We could also compare that with a naive counting method that just uses the best alignment score. In our case that will perform equally since we have little multi-mapping here.
config$method <- "naive"
cn2 <- count_references(alns, config)
## INFO [2019-11-05 08:21:09] Getting reference lengths from /Library/Frameworks/R.framework/Versions/3.6/Resources/library/mbtools/extdata/genomes/zymo_mock.fna.gz...
## INFO [2019-11-05 08:21:09] Normalized IDs. Starting counting...
## INFO [2019-11-05 08:21:09] [alignments/even1.bam] Read 16941 alignments.
## INFO [2019-11-05 08:21:09] [alignments/even1.bam] 10 reference seqs. Confidence interval for effective lengths: [2261189.10, 17482265.90].

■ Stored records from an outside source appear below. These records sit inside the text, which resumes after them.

PR #3585, opened 2021-02-24
afuser: support time-reopen() 

alltilla:
Support `time-reopen()` option. `syslog-ng` will wait `time-reopen()` seconds (instead of the previously hard-coded 600), when it could not connect to the usertty terminal, then try to connect again.

Add per driver `time-reopen()` option, for drivers, which were previously supporting it, but was not able to set it per driver.

### DIFF
--- a/lib/logthrdest/logthrdestdrv.c
+++ b/lib/logthrdest/logthrdestdrv.c
@@ -69,6 +69,14 @@ log_threaded_dest_driver_set_batch_timeout(LogDriver *s, gint batch_timeout)
   self->batch_timeout = batch_timeout;
 }
 
+void
+log_threaded_dest_driver_set_time_reopen(LogDriver *s, time_t time_reopen)
+{
+  LogThreadedDestDriver *self = (LogThreadedDestDriver *) s;
+
+  self->time_reopen = time_reopen;
+}
+
 /* this should be used in combination with LTR_EXPLICIT_ACK_MGMT to actually confirm message delivery. */
 void
 log_threaded_dest_worker_ack_messages(LogThreadedDestWorker *self, gint batch_size)
--- a/lib/logthrdest/logthrdestdrv.c
+++ b/lib/logthrdest/logthrdestdrv.c
@@ -1061,7 +1061,7 @@ log_threaded_dest_driver_init_method(LogPipe *s)
 
   self->under_termination = FALSE;
 
-  if (cfg && self->time_reopen == -1)
+  if (self->time_reopen == -1)
     self->time_reopen = cfg->time_reopen;
 
   self->shared_seq_num = GPOINTER_TO_INT(cfg_persist_config_fetch(cfg,
--- a/modules/afuser/afuser.c
+++ b/modules/afuser/afuser.c
@@ -36,6 +36,7 @@ typedef struct _AFUserDestDriver
   LogDestDriver super;
   GString *username;
   time_t disable_until;
+  time_t time_reopen;
 } AFUserDestDriver;
 
 #ifdef SYSLOG_NG_HAVE_UTMPX_H
@@ -105,6 +106,14 @@ _get_utmp_username(UtmpEntry *ut)
 
 G_LOCK_DEFINE_STATIC(utmp_lock);
 
+void
+afuser_dd_set_time_reopen(LogDriver *s, time_t time_reopen)
+{
+  AFUserDestDriver *self = (AFUserDestDriver *) s;
+
+  self->time_reopen = time_reopen;
+}
+
 static void
 afuser_dd_queue(LogPipe *s, LogMessage *msg, const LogPathOptions *path_options)
 {
@@ -149,18 +158,20 @@ afuser_dd_queue(LogPipe *s, LogMessage *msg, const LogPathOptions *path_options)
           fd = open(line, O_NOCTTY | O_APPEND | O_WRONLY | O_NONBLOCK);
           if (fd == -1)
             {
-              msg_error("Opening tty device failed, disabling usertty() for 10 minutes",
+              msg_error("Opening tty device failed, disabling usertty() for time-reopen seconds",
                         evt_tag_str("user", _get_utmp_username(ut)),
                         evt_tag_str("line", line),
+                        evt_tag_int("time_reopen", self->time_reopen),
                         evt_tag_error("errno"));
-              self->disable_until = now + 600;
+              self->disable_until = now + self->time_reopen;
               continue;
             }
           if (write(fd, buf, strlen(buf)) < 0 && errno == EAGAIN)
             {
-              msg_notice("Writing to the user terminal has blocked for writing, disabling for 10 minutes",
-                         evt_tag_str("user", self->username->str));
-              self->disable_until = now + 600;
+              msg_notice("Writing to the user terminal has blocked for writing, disabling for time-reopen seconds",
+                         evt_tag_str("user", self->username->str),
+                         evt_tag_int("time_reopen", self->time_reopen));
+              self->disable_until = now + self->time_reopen;
             }
           close(fd);
         }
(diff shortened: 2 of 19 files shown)


kira-syslogng:
Build SUCCESS

modules/afuser/afuser.c
```diff
@@ -189,5 +192,7 @@ afuser_dd_new(gchar *user, GlobalConfig *cfg)
   self->super.super.super.queue = afuser_dd_queue;
   self->super.super.super.free_fn = afuser_dd_free;
   self->username = g_string_new(user);
+  self->time_reopen = cfg ? cfg->time_reopen : 60;
```
szemere, line 195: Small typo here. Otherwise LGTM!

modules/afuser/afuser.c
```diff
@@ -149,18 +150,20 @@ afuser_dd_queue(LogPipe *s, LogMessage *msg, const LogPathOptions *path_options)
...
           if (fd == -1)
             {
-              msg_error("Opening tty device failed, disabling usertty() for 10 minutes",
+              msg_error("Opening tty device failed, disabling usertty() for time-reopen seconds",
                         evt_tag_str("user", _get_utmp_username(ut)),
                         evt_tag_str("line", line),
+                        evt_tag_int("time_reopen", self->time_reopen),
                         evt_tag_error("errno"));
-              self->disable_until = now + 600;
+              self->disable_until = now + self->time_reopen;
```
Kokan, line 158: questions:
1. why the default 600 is changed ?
2. if you plan to override the `time-reopen()` from global if configured, please allow local settings as well, so user could change per afuser destination.

alltilla: 1. There are some problems with `time-reopen()` in general. When `GlobalConfig` is created its `time_reopen` is set to 60, and every driver will get that value. So actually it does not matter what value I put here, it will always come from the `GlobalConfig`.
2. There are other drivers, which support `time-reopen()`, but none of them support it on the driver level, only from the global `options{}` block. So I decided to not support it here, either.

So in general, I tried to follow the current `time-reopen()` logic. But your questions are valid, and I think that we should rework `time-reopen()` a bit:
1. Set `GlobalConfig`'s `time_reopen` to -1, by default.
2. Follow up this change in each driver; if they were using the `GlobalConfig` default, set their default to 60.
3. Add `KW_TIME_REOPEN` to driver level options, where the driver supports it.
4. Run tests / add new tests to check regression.

It will be a bit bigger patch, but I think this rework was due for some time. What do you think?

modules/afuser/afuser.c
alltilla: Thanks for the review, I addressed the problems with the default value in another comment: https://github.com/syslog-ng/syslog-ng/pull/3585#discussion_r582613561

alltilla:
I'm expecting KIRA to fail, because this probably needs some internal changes. Please do not merge, until we have prepared the internal changes.

kira-syslogng:
Build SUCCESS

alltilla:
Well this is awkward, because KIRA did not fail.. I will check if I am wrong, or we are missing some `YFLAGS` in the internal build.

lib/logthrdest/logthrdestdrv.c
```diff
@@ -1061,7 +1061,7 @@ log_threaded_dest_driver_init_method(LogPipe *s)
 
   self->under_termination = FALSE;
 
-  if (cfg && self->time_reopen == -1)
+  if (self->time_reopen == -1)
```
Kokan, line 1072: Do not remove that check. You may know that is the case, still the compiler does not.

The logic is the following the `cfg` might be `NULL` or not. I have no clue, nor can I find out in compile time so I assume both. The next step is, well you dereference a pointer that could be `NULL`, that is undefined behavior. At that point compiler are free to do what its heart desires, and they do if they smell opportunity of performance gain. (likely this does what you would expect, which is worse because let you think it is okay).

Kokan (changes requested):

lib/logthrdest/logthrdestdrv.c
alltilla: This is new to me.

I am just thinking, why isn't this a problem in every one of our variables in every one of our functions? Like the `self` here, or we can find a lot of examples. We do not check for every variable to not be `NULL` in the beginning of our functions.

Why is this case different, and how can someone detect it?

kira-syslogng:
Build FAILURE

lib/logthrdest/logthrdestdrv.c
alltilla: We discussed this IRL, and added an assert to the getter.

kira-syslogng:
Build SUCCESS

Kokan (approved):

alltilla:
Internal MR !317 is prepared. This PR is now ready to review and merge.

amdrsantos:
@alltilla Do you know when this fix will be released? Which release and date?

alltilla:
@amdrsantos

We will release 3.32.1 approximately 2 months from now, if everything goes well. This code will most probably be shipped with that.

From where do you obtain your syslog-ng package? Is it okay for you to use an unreleased package? As you can see it from the "Binary packages" CI run, we generate packages for every PR, and anyone can do that by themselves also with the help of `dbld`.

If you need an installer sooner, I would suggest to wait until this PR gets its 2nd approve, and gets merged, then you can generate a package from the master branch.

lib/logthrdest/logthrdestdrv.c
bazsi: btw, I think the compiler behavior is the other way around, e.g. if it does see an unconditional dereference, it would assume the pointer is NOT null and thus drop the NULL checks, as explained here: https://lwn.net/Articles/342330/

I don't see how the code with the original change would cause suprising code to be generated.

bazsi (approved):
There's one note I was thinking about, namely the fact that we are peeking into LogWriterOptions in unrelated code, with expressions like "owner->writer_options->time_reopen". With that we implement an assumption that a driver is actually using LogWriter to implement its functionality.

With this we couple with an implementation detail in unrelated code. 

This does not necessarily increase coupling today, as we might have the same assumption in other parts of the same code. Also, it might be a safe assumption, as I can't see why we would want to change this implementation in the future.

I just wanted to mention it. Approve on my part, just consider the above. Thanks.

amdrsantos:
@alltilla Thanks, I will next available release

amdrsantos:
Hey @alltilla, I already saw that syslog-ng 3.32.1 was released.
Any idea when it will be available for Debian10 at http://download.opensuse.org/repositories/home:/laszlo_budai:/syslog-ng/Debian_10/ ?
Thanks in advance.
Alex

alltilla:
Hi @amdrsantos,

It will probably be done in 1-2 weeks, we will send an email to the syslog-ng mail list, when it is ready.

Attila

amdrsantos:
@alltilla do you know if Debian 10 (buster) packaging of syslog-ng 3.32.1 will be released shortly?

alltilla:
Hi @amdrsantos 

You might have seen on the mail list, that the OBS packages are discontinued. I would advise to use `dbld` to generate the packages manually.

I generated one for you with the following commands, but you can do it manually, too:
```
wget https://github.com/syslog-ng/syslog-ng/releases/download/syslog-ng-3.32.1/syslog-ng-3.32.1.tar.gz
tar -xzvf syslog-ng-3.32.1.tar.gz
cd syslog-ng-3.32.1
./dbld/rules package-debian-buster
cd dbld/build/
zip syslog-ng-3.32.1-debian-buster-packages.zip debian-buster/*
```

We will work on providing packages in the future somewhere, but we have not decided the details yet.

[syslog-ng-3.32.1-debian-buster-packages.zip](https://github.com/syslog-ng/syslog-ng/files/6574979/syslog-ng-3.32.1-debian-buster-packages.zip)

Cheers,
Attila

amdrsantos:
@alltilla Is it possible to use dbld to generate the packages for arm64?
If yes, do you know how?
Thanks in advance,
Alex

bazsi:
If you are running on arm64 it should work out of the box. Cross compiling
should also be possible but is not supported atm.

## INFO [2019-11-05 08:21:09] [alignments/even2.bam] Read 16804 alignments.
## INFO [2019-11-05 08:21:09] [alignments/even2.bam] 10 reference seqs. Confidence interval for effective lengths: [2261189.10, 17482265.90].
## INFO [2019-11-05 08:21:09] [alignments/even3.bam] Read 17518 alignments.
## INFO [2019-11-05 08:21:09] [alignments/even3.bam] 10 reference seqs. Confidence interval for effective lengths: [2261189.10, 17482265.90].
counts <- cn$counts[cn2$counts, on = c("sample", "reference", "effective_length")]
ggplot(counts, aes(x = counts, y = i.counts)) +
geom_point() + geom_smooth(method = "lm") +
labs(x = "em", y = "naive") + theme_classic()
As we see they both give the same results for that simple case.